We started with a simple pudgy bear and progressed to the cat, dog, tiger, bull, viper, and sassy bunny.  All of these characters were accessorized with hand gestures, tails, and attitude shoulders.  Gotta go for attitude, it’s the name of the game!  By the middle of the course, the students were eager to get into human forms.  The whole thing is about humanness, of course.   Animals in themselves are not funny.  We think they’re drole because we project  human attributes into them. So, when you’re learning to draw the pudgy bear, for example, you’re actually learning a lot about what makes a face a face and what makes for nuances in expression—meaning human expression.  In the course of these eight weeks the nuances got more complex and the layers of meaning piled on.  It shouldn’t come as a surprise, therefore, that I recommend this course for serious portrait artists.

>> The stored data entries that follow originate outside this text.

PR #1191, opened 2016-03-15
Mob inventory cleanup

Kelenius:
Right. This does the following:

1. Moves inventory vars that were on ``/mob`` level to ``/mob/living``. This is to reduce the amount of clutter vars. If observers don't have inventory, they don't need inventory vars.
1. Moves some procs as well, leaving empty definitions on ``/mob`` level.
1. Where necessary, replaces uses of ``/mob`` with ``/mob/living`` to match the first change. This is mostly ``attackby``.
1. Adds more procs for inventory handling: ``/mob/living/proc/hands_are_full()`` returns 1 if both mob's hands are full, 0 otherwise; ``/mob/living/proc/item_is_in_hands(var/obj/item/I)`` returns 1 if ``I`` is in one of mob's hands; and ``/mob/living/proc/get_type_in_hands(var/T)`` returns the item of type ``T`` in the mob's hands, or ``null`` if one isn't found.
1. Uses said procs where possible to minimize the uses of ``l_hand`` and ``r_hand`` vars outside of mob code.

The goal here is to bring mob inventory closer to OOP it should be; right now the game assumes that playable mobs that have inventory have exactly two hands, one active and one inactive, one left and one right, and changing that would be pretty much impossible. I'm not going to try to tackle that in one PR, instead I'll make small, clear changes until all interaction with mob inventory is made via procs and variables are where they should be. Then we will have a much more flexible inventory system that would allow us to easily create mobs with non-standard inventories or hand configurations.

And eventually, cyborg hats.

### DIFF
--- a/code/ZAS/Fire.dm
+++ b/code/ZAS/Fire.dm
@@ -406,7 +406,7 @@ datum/gas_mixture/proc/check_recombustability(list/fuel_objs)
 	//Get heat transfer coefficients for clothing.
 
 	for(var/obj/item/clothing/C in src)
-		if(l_hand == C || r_hand == C)
+		if(item_is_in_hands(C))
 			continue
 
 		if( C.max_heat_protection_temperature >= last_temperature )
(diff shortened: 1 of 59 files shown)


Kelenius:
Ping.

Datraen:
:+1:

During the class I drew with marker on three-foot- high brown construction paper taped to a board.  Shown here (above) are some of the sections from that paper.   I also sat next to students and drew along with them (white paper) so they could see how I would develop a character, face and gesture.  We easily transitioned from animal to human faces.  The value of the course was obvious to all.  But it was just a beginning–like most everything else we do.  Practice, practice.